[Directions for this task] How many lines of these entries hold the string "overload"? Answer with the number alone.

==== Provided material

Issue #24604, opened 2023-08-28
Codeunit Data Compression utility methods


hemisphera:
Duplicate of issue #419 from the `BusinessCentralApps` repo for implementation, has been approved over there by @JesperSchulz.

---- original issue ----

**🕮 Describe the issue**

The codeunit `Data Compression` is missing two handy utility methods:

1. `IsZip` that indicates whether a given stream actually is a ZIP stream. This comes in handy when a user has the ability to either provide a ZIP or a non-ZIP stream, and the code needs to react accordingly. This codeunit already has a method that does so for GZip streams, but not for ZIP.
2. An overload for `ExtractEntry` that creates TempBlob Codeunit instead of an outstream. Without this, I often find myself writing exactly this, because I need to pass along the decompressed data and receiving only an OutStream, I need to first manually write it it to a TempBlob to allow it being read further down my code.

pri-kise:
I'm really looking forward to your PR to address this issue. :)

PR #24625, opened 2023-08-29
#24604: Add new "IsZip" method and "ExtractEntry" overload

hemisphera:
Add new "IsZip" method and new overload for "ExtractEntry". 

@pri-kise haven't got the chance to really test this in the context of the System Application (copied somewhat from another app of mine where I implemented this). Not exactly sure, but I'm having a lot of issues with getting `System.Drawing` (among others) to load properly in this repo, following the getting started guide. Any idea?

### DIFF
--- a/Modules/System/Data Compression/src/DataCompression.Codeunit.al
+++ b/Modules/System/Data Compression/src/DataCompression.Codeunit.al
@@ -113,6 +113,22 @@ codeunit 425 "Data Compression"
     end;
 
     /// <summary>
+    /// Extracts an entry from the ZipArchive to a TempBlob instance.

========

[Answer to this task] 3